Table 6 Experimental results for the LFW database

Full size table

5 Discussion

As we mentioned the purpose of applying partitioning step in the preprocessing phase was to reduce the effect of unnecessary information, which is common among all poses and persons and to highlight the local features. Also, partitioning helps to improve the recognition accuracy since each partition contained local facial features that are in common with the other two partitions. This led to increase the matching probability for each pose and hence the overall recognition accuracy improved.

In contrast to the DWT, the DMWT has several favorable features through achieving a good reconstruction (orthogonality), better performance (linear phase symmetry), high order of approximation (vanishing moments), and compact support. These desirable features cannot be achieved at the same time in the scalar wavelet, while in MWT provide more degree of freedom and give perfect performance in signal and image applications [53]. Based on a number of decomposition levels required and the resulted sub-bands that mathematically expressed as $3\times L^*+1$ for DWT and $4+12\times L^*$ for DMWT, DMWT achieves high dimensionality reduction than DWT. Where $L^*$ is the number of decomposition levels required. Therefore, the proposed techniques accomplished less storage compared to those reported in [41, 44] that used DWT.

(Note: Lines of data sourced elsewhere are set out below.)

PR #4273, opened 2026-01-04
refactor: Migrate to `usize` indexing

wingertge:
### Checklist

### Related Issues/PRs

Migrates to changes in https://github.com/tracel-ai/cubecl/pull/1127 and https://github.com/tracel-ai/cubek/pull/51

### Changes

Migrates cubecl kernels and fusion to `usize` indexing

### Testing

The test suite runs successfully, though 64-bit indexing is not yet enabled.

### DIFF
--- a/Cargo.toml
+++ b/Cargo.toml
@@ -182,11 +182,11 @@ portable-atomic-util = { version = "0.2.4", features = ["alloc"] }
 ### For the main burn branch. ###
 cubecl = { git = "https://github.com/tracel-ai/cubecl", default-features = false, rev = "7cd8e9c869d363edcbf989fd905eb4b28df938ab" }
 cubecl-common = { git = "https://github.com/tracel-ai/cubecl", default-features = false, rev = "7cd8e9c869d363edcbf989fd905eb4b28df938ab" }
-# cubek = { git = "https://github.com/tracel-ai/cubek", default-features = false, rev = "0d9a635229d3cabfa8297ddc967ff4e783be348c" }
+cubek = { git = "https://github.com/tracel-ai/cubek", default-features = false, rev = "8097a621dfd3a6a89f8d0433994e8c1adba377c2" }
 ### For local development. ###
 # cubecl = { path = "../cubecl/crates/cubecl", default-features = false }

Also, the results of the proposed techniques based two representations are higher than the results reported in [19] even though they partitioned the input facial images to n overlapping partitions. These achievements are due to applying efficient integrated tools (2D DMWT and 2D FastICA) to the partitioned images. The dimensionality reduction and efficient feature extraction were obtained by retaining only the LL sub-band of 2D DMWT. Furthermore, producing independent and more discriminating features were achieved through applying 2D FastICA to the resultant of DMWT representations.

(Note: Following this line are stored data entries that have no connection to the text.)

PR #4283, opened 2026-01-06
Clean learning api

Charles23R:
### Checklist

### Changes

- Simplified traits for the ComponentsTypes.
- Decoupled LearningData and ParadigmData.
- Renamed some stuff related to learning.
- Deleted the LearningParadigm trait.
- Renamed SupervisedTraining's `run` function to `launch`.
- The Learner now does the actual learning.

### Testing

Compiles and runs.

### DIFF
--- a/crates/burn-train/src/components.rs
+++ b/crates/burn-train/src/components.rs
@@ -1,4 +1,4 @@
-use crate::{TrainStep, ValidStep, metric::ItemLazy};
+use crate::{InferenceStep, TrainStep};
 use burn_core::{module::AutodiffModule, tensor::backend::AutodiffBackend};
 use burn_optim::{Optimizer, lr_scheduler::LrScheduler};
 use std::marker::PhantomData;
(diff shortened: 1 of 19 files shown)


burn-book/src/basic-workflow/training.md
```diff
@@ -94,7 +94,7 @@ for our model.
 #     }
 # }
 # 
-impl<B: AutodiffBackend> TrainStep<MnistBatch<B>, ClassificationOutput<B>> for Model<B> {
+impl<B: AutodiffBackend> LearningStep<MnistBatch<B>, ClassificationOutput<B>> for Model<B> {
```
laggui: Hmmm unsure if it's worth renaming `TrainStep` to `LearningStep`.

It's a breaking change that doesn't really improve much, and we still refer to "training" in other types and docs (e.g., `TrainLoader` and `dataloader_train`). I think train / valid are still preferred and widely understood counterparts.

crates/burn-train/src/components.rs
```diff
@@ -1,76 +1,87 @@
...
-/// A reference to the training split [DataLoader](DataLoader).
-pub type TrainLoader<LC, LD> = Arc<dyn DataLoader<TrainBackend<LC>, InputTrain<LD>>>;
-/// A reference to the validation split [DataLoader](DataLoader).
-pub type ValidLoader<LC, LD> = Arc<dyn DataLoader<ValidBackend<LC>, InputValid<LD>>>;
+/// The model of the learner.
+pub type LearnerModel<LC> = <LC as LearningComponentsTypes>::Model;
+/// The non-autodiff model of the learner.
+pub type ValidModel<LC> = <LC as LearningComponentsTypes>::InnerModel;
+/// Type for training input.
+pub(crate) type LearnerInput<LC> =
```
laggui: Concrete example here, where `LeanerInput` is documented as "training input". So why not just `TrainInput` if we decide to keep `TrainStep` too.

crates/burn-train/src/learner/base.rs
```diff
@@ -1,108 +1,162 @@
...
+    /// # Arguments
+    ///
+    /// * `optim`: Optimizer used for learning.
+    /// * `lr`: The learning rate used for this step.
+    /// * `grads`: Multiple gradients associated to each parameter in the current model.
+    ///
+    /// # Returns
+    ///
+    /// The updated model.
+    pub fn optimize_multi(&mut self, grads: MultiGradientsParams) {
```
laggui: Doesn't return anything

burn-book/src/basic-workflow/training.md
Charles23R: I spoke about this with Nath, I'm gonna rework this PR

laggui: Sounds good!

As explained, FastICA has several advantages compared with ICA, such as FastICA has faster convergence than traditional ICA since it does not require to select a step size compared with ICA-based gradient algorithm. Also, the independent non-Gaussian signal using FastICA is found by any arbitrary non-linear function $\theta (t)$, while other ICA algorithms required to evaluate the PDF of the selected non-linear function [27, 58]. Therefore, FastICA is more efficient of estimating the statistical components. Hence, the key of using FastICA in this paper is to find the bases images that are statistically independent. These bases are maintaining the structural information of the facial images. The ICA representations are more robust to the different variations caused by different facial expressions, pose, and illuminations, which can be considered as forms of noises with respect to the original images [8, 18, 59]. Therefore, combining these favorable properties of DMWT and the efficient representations of FastICA led us to achieve a notable dimensionality reduction as well as an improvement in the recognition rates.

Each partition has possessed its own features (local features). Since each partition is in common with other two partitions, as seen in Fig. 9, the matching probability for each pose is significantly increased if features of each partition are participated in both training and testing phase. Since techniques 1–3 in the first representation are applied to DMWT features of each partition, there are six resultant feature representations for each pose. After testing these six features of each pose with the trained stored features of whole database and after applying voting technique, we can see that the experimental results of Techniques 1–3 outperformed other results of Techniques 4–6 and Techniques 1–3 in the first and second representations, respectively, which were employed to all partitions, whole image, at the same time.

In other words, using the features extracted from each partition (6 features for each pose) in both training and testing mode led the proposed Techniques 1–3 in the first representation to accomplish higher recognition rates compared to those obtained using one matrix (features) to represent the whole pose as in Techniques 4–6 and Techniques 1–3 in the first and second representations, respectively. Figure 9b shows how parts are participating with each other. Also, the results of the first representation outperformed the results of the second representation. This is due to the fact that images of faces are more efficiently described by the first representation as compared to the second representation.

Although the Techniques 4–6 and Techniques 1–3 in the first and the second representation, respectively, are applied to the all combined partitions (whole image), their results illustrate an improvement in the recognition rates when compared with the state-of-the-art approaches.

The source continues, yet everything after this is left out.